Business/Technology

Crypto tax in India: Schedule VDA, 30% tax, how investors should file ITR

News Mania Desk / Piyal Chatterjee / 28th June 2025

Cryptocurrency in India has transformed from a niche interest to a relevant digital asset class despite its legal ambiguities. While Bitcoin and Ethereum lack legal tender status, the government has started to regulate them through tax policies.

In the Union Budget of 2022, cryptocurrencies and NFTs were classified as Virtual Digital Assets (VDAs) under the Income Tax Act, subjecting them to a flat 30% tax on profits and a 1% Tax Deducted at Source (TDS) for transactions exceeding Rs 10,000—increasing the tax burden further with a 4% cess. The Union Budget of 2025 introduced a mandatory reporting mechanism for VDAs via Schedule VDA in the Income Tax Return (ITR).

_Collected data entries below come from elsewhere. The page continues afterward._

PR #32465, opened 2024-04-30
Clarify conditional HTML element attributes

### LINKED ISSUE #32452: Clarify conditional attributes section
### Description

Following up on a PR that we didn't merge at https://github.com/dotnet/blazor-samples/pull/273 ...

The [article section](https://learn.microsoft.com/en-us/aspnet/core/blazor/components/?view=aspnetcore-8.0#conditional-html-element-attributes) states ...

> If the value is `false` or `null`, the property isn't set ...

However, dev tools indicates the property value is `false` either way, unless dev tools is just stating that the value is `false` while under-the-covers it isn't set (I assume `null` == "not set"). Dev tools doesn't state the value is `false` if ...

* The component is opened and the `<input>`'s `checked` property value is examined immediately.
* The code is changed to assign `null` when the button is clicked. The button is clicked, and the `<input>`'s `checked` property value is examined in dev tools.

Also, the original ask on the samples PR is about making the example use a field, and I think that's fine for this example. I plan to add a line or a phrase that makes it clear that the guidance applies to both parameters and fields.

cc: @ali50m ... I'll ask Steve Sanderson for assistance with this during the week.

### Page URL

https://learn.microsoft.com/en-us/aspnet/core/blazor/components/?view=aspnetcore-8.0#conditional-html-element-attributes

### Content source URL

https://github.com/dotnet/AspNetCore.Docs/blob/main/aspnetcore/blazor/components/index.md

### Document ID

31ad18df-1904-bbdd-cfed-8d0d0267c10e

### Article author

@guardrex

guardrex:
Fixes #32452

---

#### Internal previews

| 📄 File | 🔗 Preview link |
|:--|:--|
| [aspnetcore/blazor/components/index.md](https://github.com/dotnet/AspNetCore.Docs/blob/809342833499560b96a021847a44ffcec97a1c91/aspnetcore/blazor/components/index.md) | [ASP.NET Core Razor components](https://review.learn.microsoft.com/en-us/aspnet/core/blazor/components/index?branch=pr-en-us-32465) |

### DIFF
--- a/aspnetcore/blazor/components/index.md
+++ b/aspnetcore/blazor/components/index.md
@@ -1357,45 +1357,16 @@ Attributes can be applied to components with the [`@attribute`][7] directive. Th
 @attribute [Authorize]
 ```
 
-## Conditional HTML element attributes
+## Conditional HTML element attributes and DOM properties
 
-HTML element attribute properties are conditionally set based on the .NET field or property value. If the value is `false` or `null`, the property isn't set. If the value is `true`, the property is set.
+The distinction between HTML element attributes and DOM properties is subtle, and complicated rules determine how attributes and properties are related and updated. In some cases, updating an attribute updates the property automatically, while in other cases it doesn't.
 
-In the following example, `isCompleted` determines if the `<input>` element's `checked` property is set.
+Blazor adopts the following general behaviors:
 
-`ConditionalAttribute.razor`:
+* For HTML attributes, Blazor sets or removes the attribute conditionally based on the .NET value. If the .NET value is `false` or `null`, the attribute isn't set or is removed if it was previously set.
+* For DOM properties, such as `checked` or `value`, Blazor sets the DOM property based on the .NET value. If the .NET value is `false` or `null`, the DOM property is reset to a default value.
 
-:::moniker range=">= aspnetcore-8.0"
-
-:::code language="razor" source="~/../blazor-samples/8.0/BlazorSample_BlazorWebApp/Components/Pages/ConditionalAttribute.razor":::
-
-:::moniker-end
-
-:::moniker range=">= aspnetcore-7.0 < aspnetcore-8.0"
-
-:::code language="razor" source="~/../blazor-samples/7.0/BlazorSample_WebAssembly/Pages/index/ConditionalAttribute.razor":::
-
-:::moniker-end
-
-:::moniker range=">= aspnetcore-6.0 < aspnetcore-7.0"
-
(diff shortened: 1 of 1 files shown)


aspnetcore/blazor/components/index.md
```diff
@@ -1357,45 +1357,16 @@ Attributes can be applied to components with the [`@attribute`][7] directive. Th
 @attribute [Authorize]
 ```
 
-## Conditional HTML element attributes
+## Conditional HTML element attributes and DOM properties
 
-HTML element attribute properties are conditionally set based on the .NET value. If the value is `false` or `null`, the property isn't set. If the value is `true`, the property is set.
+The distinction between HTML element attributes and DOM properties is subtle, and complicated rules determine how attributes and properties are related and updated. In some cases, updating an attribute updates the property automatically, while in other cases it doesn't.
```
SteveSandersonMS, line 1362: I don't personally think it's helpful to make this remark about it being subtle/complicated. It's true that it's complicated, but JS/DOM is an external system that we don't have to make value judgements about. People can have their own opinion about this and we neither need to justify nor document it.

The other content below looks fine though, and makes just as much sense without this statement about complexity.

aspnetcore/blazor/components/index.md
```diff
@@ -1357,45 +1357,16 @@ Attributes can be applied to components with the [`@attribute`][7] directive. Th
...
-
-:::code language="razor" source="~/../blazor-samples/3.1/BlazorSample_WebAssembly/Pages/index/ConditionalAttribute.razor":::
-
-:::moniker-end
-
-For more information, see <xref:mvc/views/razor>.
+Which Razor syntax attributes correspond to HTML attributes and which ones correspond to DOM properties remains undocumented because it's an implementation detail that might change without notice.
 
 > [!WARNING]
 > Some HTML attributes, such as [`aria-pressed`](https://developer.mozilla.org/docs/Web/Accessibility/ARIA/Roles/button_role#Toggle_buttons), don't function properly when the .NET type is a `bool`. In those cases, use a `string` type instead of a `bool`.
```
SteveSandersonMS, line 1370: Saying things "don't function properly" makes it sound like a framework bug. Could we phrase it more like "Some HTML attributes, such as `aria-pressed` explicitly need to have the string values `"true"` and `"false"`. Since they require a string value and not a boolean, you must use a .NET `string` and not a `bool` for their value. This is a requirement set by browser DOM APIs."

SteveSandersonMS (approved):

PR #32482, opened 2024-04-30
Use OIDC keys for the OSPO API

tdykstra:
Copied from https://github.com/dotnet/docs/pull/40674


BillWagner (approved):
This LGTM @tdykstra 

I updated the YML files with the permissions fix from /dotnet/docs#40676. I'd missed that in the reference PR, and we didn't catch it until we merged.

Crypto exchanges must provide transaction data, enhancing compliance and curbing evasion. Investors must use appropriate ITR forms: ITR-2 for capital gains, ITR-3 for business income, and ITR-4 for presumptive taxation. Proper classification of income and diligent record-keeping are crucial for tax filings, including documenting airdrops and staking rewards. Cross-referencing TDS with Form 26AS and disclosing foreign holdings is also necessary.

With evolving regulations, meticulous reporting under Schedule VDA is essential to avoid penalties and ensure accurate taxation of crypto gains, highlighting the government’s focus on integrating virtual assets into the economy while enforcing compliance.